───── Records shown ─────

PR #120, opened 2020-01-19
Pact provider options

elliottmurray:
Added pact broker, provider and consumer tag options and pass through. I suspect I haven't fully understood the consumer tag options so could do with some help understanding how to test this properly.


pact/verify.py
```diff
@@ -46,6 +46,15 @@
 @click.option(
     'username', '--pact-broker-username',
     help='Username for Pact Broker basic authentication.')
+@click.option(
+    'broker_base_url', '--pact-broker-base-url',
+    default='',
+    help='Base URl for the Pact Broker instance to publish pacts to.')
+@click.option(
```
bethesque: This needs to be able to be specified multiple times (eg. I want to verify "master" and "prod" pacts)

pact/verify.py
```diff
@@ -46,6 +46,15 @@
 @click.option(
     'username', '--pact-broker-username',
     help='Username for Pact Broker basic authentication.')
+@click.option(
+    'broker_base_url', '--pact-broker-base-url',
```
bethesque: If I was writing the pact CLI again, I'd just call this "pact-broker-url". I don't think it needs the "base". How about we drop it in the python?

pact/verify.py
bethesque: Or, allow a single `--consumer-version-tags` with multiple quotation delimited arguments, `--consumer-version-tags master prod "my feat"`

Same for the provider version tags.

pact/verify.py
bethesque: If I was writing the pact CLI again, I'd just call this "pact-broker-url". I don't think it needs the "base". How about we drop it in the python?

pact/test/test_verify.py
```diff
@@ -138,6 +178,40 @@ def test_all_options(self):
...
+            '--provider=provider',
+            '--publish-verification-results',
+            '--provider-app-version', '1.2.3',
+            '--verbose')
+
+    def test_all_broker_options(self):
+        self.mock_Popen.return_value.returncode = 0
+        result = self.runner.invoke(verify.main, [
+            '--pact-broker-base-url=http://localhost/broker',
+            '--consumer-version-tag=$LATEST',
```
bethesque: What is $LATEST here? Unlike docker, using the tag "latest" with the Pact Broker is confusing, as then you'd be retrieving "the latest pact with the tag 'latest'" eg. `/pacts/provider/my-provider/consumer/my-consumer/latest/latest`

bethesque: This is a good resource to read to get an idea of how tags work btw https://github.com/pact-foundation/pact_broker/wiki/Using-tags

pact/verify.py
```diff
@@ -125,6 +144,9 @@ def main(pacts, base_url, pact_url, pact_urls, states_url,
         '--provider-base-url': base_url,
         '--provider-states-setup-url': states_setup_url,
         '--broker-username': username,
+        '--pact-broker-base-url': broker_base_url,
+        '--provider': provider,
+        '--consumer-version-tag': consumer_version_tag,
```
bethesque: When the python interface has been updated to allow multiple tags,  `--consumer-version-tag` can be called once for each tag. Ditto for `--provider-version-tag`.

pact/verify.py
elliottmurray: Done

pact/test/test_verify.py
elliottmurray: Gotcha - so changed it to prod as it's just a unit test but I assume some clipped git sha would also do? $LATEST in this case was a lazy AWS reference on my part.

bethesque:
It's looking ok to me except for the multiple consumer and provider version tag support.

pact/test/test_verify.py
bethesque: You'd usually specify tag names, because you, as the provider, wouldn't necessarily know the exact version of the consumer in prod. The consumer team tells the pact broker when they deploy which version is in prod by tagging the application version resource, so the provider team can just say "the latest prod version" without having to know specifics. There's a good explanation here https://docs.pact.io/pact_broker/can_i_deploy

pact/verify.py
elliottmurray: I'm still a bit confused. I've tried reducing to the ruby gem to understand how this works currently and I don't get results I expect. So:

 pact-provider-verifier --provider-base-url=http://localhost:3000 --pact-broker-base-url=http://localhost:80 --provider=provider --consumer-version-tag=dev2 --consumer-version-tag=dev

Only calls one tag in broker (been monitoring requests) and doesn't actually verify. Well as far as I can tell. If I drop the tag it verifies (or at least I see that in the output)

elliottmurray:
@bethesque I think I have made the changes for multiple tags. Tests indicate desired behaviour (multiple tags tested for) I still have the problem sited around not getting the ruby gem working as I expect but that may be user error? I have left the docker file in there. I'll chat to you on Slack about what to do about that.

pact/verify.py
bethesque: I can't reproduce the multiple tag issue. You can have a play with the pact-provider-verifier docker container if that helps. 
The set up instructions are here: https://github.com/pact-foundation/pact-provider-verifier/blob/master/DEVELOPER_DOCUMENTATION.md

If you run `script/dev/broker.sh`, it will run against the test pactflow broker.

I'll try running your docker file.

bethesque: What do I do with the dockerfile to recreate the issue?

elliottmurray:
So I think my code copies the consumer tags behaviour correctly. However, I can't get 2 consumer tags to work against ruby (which means it doesn't work in python obviously) I have attached a screenshot - it just applies the last one. Hopefully something obvious? But I don't think I've introduced a regression into Python. 

Screen Shot 2020-02-04 at 10 04 23 pm

elliottmurray:
I believe I have the provider tags working too. An extra flag is a bit subtle. I might change that in a future PR and just rely on env vars.

elliottmurray:
Ah fixed it - using space instead of '=' for multiple key values 🤦‍♂

bethesque:
Ahh - that makes sense @elliottmurray. I'm not used to the = syntax (I always use spaces), and there was some custom handling around the repeated tags that I added. I'll make an issue to handle the = signs.

bethesque:
You can expose it as `--xxx-tags foo bar` in the python if that helps. I think I went the multiple parameter way because there's no rule that says that tags can't have spaces in them, but 99% of the tags I've seen don't have spaces, so it should be safe enough.

elliottmurray:
@bethesque I was thinking of that but life has got in the way. If I get a chance I'll create a separate PR to do it.

PR #106, opened 2019-06-11
Integrate pact broker client

mikahjc:
This adds a wrapper around the Ruby pact broker client that is pulled in with the Ruby mock service and provider verifier. It works similarly to how the mock service is started up. This would resolve issue #99.

PR #121, opened 2020-01-28
Updates to integrated pact broker client

mikahjc:
Minor fixes that didn't get pushed before #106 got merged.
* `publish()` method was looking to see if `self.broker_username` was set instead of `self.broker_password` when adding the `--broker-password` argument
* Documentation updated to reflect environment variables picked up by pact broker client
* Allow `publish()` to proceed if no pact broker base URL is provided, but `PACT_BROKER_BASE_URL` environment variable is set
* Add test regarding above code change


bethesque:
Looks good! I'll take the liberty of merging this.

Issue #111, opened 2019-09-27
Dynamic args to setup() is incompatible with PyCharm


antonagestam:
PyCharm complains that `Package containing module 'pact' is not listed in project requirements` when importing the pacts module. I'm guessing this is due to `setup()` being called with an expanded dict that PyCharm isn't looking at. Is there any specific reason for this, or can it be changed to a call with kwargs instead?

https://github.com/pact-foundation/pact-python/blob/master/setup.py#L121

elliottmurray:
Like so?
https://github.com/pact-foundation/pact-python/pull/124

PR #124, opened 2020-02-01
Converting to kwargs

elliottmurray:
Attempt to convert to kwargs in setup for Pycharm

### DIFF
--- a/setup.py
+++ b/setup.py
@@ -118,28 +118,27 @@ dependencies = [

─────

Every line above that holds the string "opened" should be copied into the answer.

§ **Expected answer**
PR #120, opened 2020-01-19
PR #106, opened 2019-06-11
PR #121, opened 2020-01-28
Issue #111, opened 2019-09-27
PR #124, opened 2020-02-01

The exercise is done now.